Entretien avec Arnaud Bazin, Senior Vice President Merchandising de la Maison Versace sur le marché du luxe en temps de crise et de reprise, la nécessité des marques de se digitaliser. A lire ou à écouter.
Comment réinventer l’expérience shopping en boutique et en ligne et quelles sont les ambitions des grandes marques de luxe autour du digital ?

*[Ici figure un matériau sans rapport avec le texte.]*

PR #5848, opened 2026-03-20
feat(mixin): Update loki dashboard

kalleep:
Update loki dashboard to include panel for request size and entry lentency propagation. Also enable native histogram for loki_write_request_size_bytes and updated bytes dropped to sum by reason.

### DIFF
--- a/operations/alloy-mixin/rendered/dashboards/alloy-loki.json
+++ b/operations/alloy-mixin/rendered/dashboards/alloy-loki.json
@@ -192,7 +192,7 @@
       },
       {
          "datasource": "${datasource}",
-         "description": "Percentile write latency\n",
+         "description": "Percentile write latency.\n",
          "fieldConfig": {
             "defaults": {
                "unit": "s"


operations/alloy-mixin/dashboards/loki.libsonnet
```diff
@@ -159,14 +159,83 @@ local filename = 'alloy-loki.json';
...
         Bytes dropped per second.
       |||) +
-      panel.withStacked() +
       panel.withUnit('Bps') +
+      panel.withStacked(stackingMode='off') +
+      panel.withPosition({ x: 12, y: 1 + y_offset, w: 12, h: 10 }) +
+      panel.withQueries([
+        panel.newQuery(
+          expr=|||
+            sum by(${groupby}, reason) (rate(loki_write_dropped_bytes_total{%(instanceSelector)s, host=~"$url"}[$__rate_interval]))
```
thampiotr, line 168: I don't think you mean to leave the `host=` selector here?

internal/component/common/loki/client/metrics.go
```diff
@@ -68,9 +68,12 @@ func newMetrics(reg prometheus.Registerer) *metrics {
...
 	m.requestSize = prometheus.NewHistogramVec(prometheus.HistogramOpts{
-		Name:    "loki_write_request_size_bytes",
-		Help:    "Number of bytes for requests.",
-		Buckets: []float64{1 * KiB, 4 * KiB, 16 * KiB, 64 * KiB, 256 * KiB, 512 * KiB, 1 * MiB, 2 * MiB, 4 * MiB, 8 * MiB, 16 * MiB, 20 * MiB},
+		Name:                            "loki_write_request_size_bytes",
+		Help:                            "Number of bytes for requests.",
+		Buckets:                         []float64{1 * KiB, 4 * KiB, 16 * KiB, 64 * KiB, 256 * KiB, 512 * KiB, 1 * MiB, 2 * MiB, 4 * MiB, 8 * MiB, 16 * MiB, 20 * MiB},
+		NativeHistogramBucketFactor:     1.1,
+		NativeHistogramMaxBucketNumber:  100,
+		NativeHistogramMinResetDuration: 1 * time.Hour,
```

Les boutiques des maisons de luxe se réinventent à plusieurs niveaux. Une fois toutes les mesures sanitaires et de distanciation appliquées, elles accélèrent dans la relation client. Grâce à des actions CRM beaucoup plus actives et précises, elles proposent des rendez-vous pour générer du trafic en boutique et contrer sa réduction locale et touristique. Elles se transforment aussi en centres de distribution et de gestion de stock, pour servir un client ayant un rendez-vous, réservé un article vu sur le site, ou pour assurer les échanges entre les boutiques… afin que le client soit sûr d’avoir la pièce en boutique. Les équipes de vente, pour leur part, sont certes réduites par manque de trafic et de business, mais choisies de telle façon que ce soit le bon vendeur qui soit là au bon moment. Leur training a été augmenté pour adapter leurs discours sur la marque et les produits et enrichir l’expérience du client qui vient en boutique et y passe plus de temps, avec un vendeur non surchargé par d’autres clients.
Concernant le e-commerce, la crise a été le wake up call pour que les marques se digitalisent et améliorent les contenus et l’expérience en ligne. On observe même certaines marques revoir leur site web. Il est vrai que le luxe n’était pas pionnier dans la digitalisation et le e-commerce, et la pandémie a exacerbé ces manques. Très peu de marques ont un storytelling et une expérience en ligne à la hauteur de leur nom. D’autant plus qu’il faut satisfaire la génération Z, habituée au digital, avec une forte appétence pour le social. Elles doivent intégrer des contenus plus inclusifs, plus sensibles, plus tournés vers l’environnement, plus émotionnels, puisque c’est comme ça que se fait l’expérience du client.
Les maisons de luxe pourront alors répondre à leur ambition de doubler leur CA e-commerce, et passer de 7/10% de leur CA mondial à 15%, soit la taille d’un flaship performant. A condition d’y associer les investissements nécessaires, à l’instar de Zara qui annonce vouloir atteindre 25% vs 14% avec un investissement de 1 milliard d’euros. Beaucoup d’opportunités seront à saisir grâce à de nouveaux outils que nous n’avons pas encore, dont l’Intelligence Artificielle, pour tendre vers cette croissance.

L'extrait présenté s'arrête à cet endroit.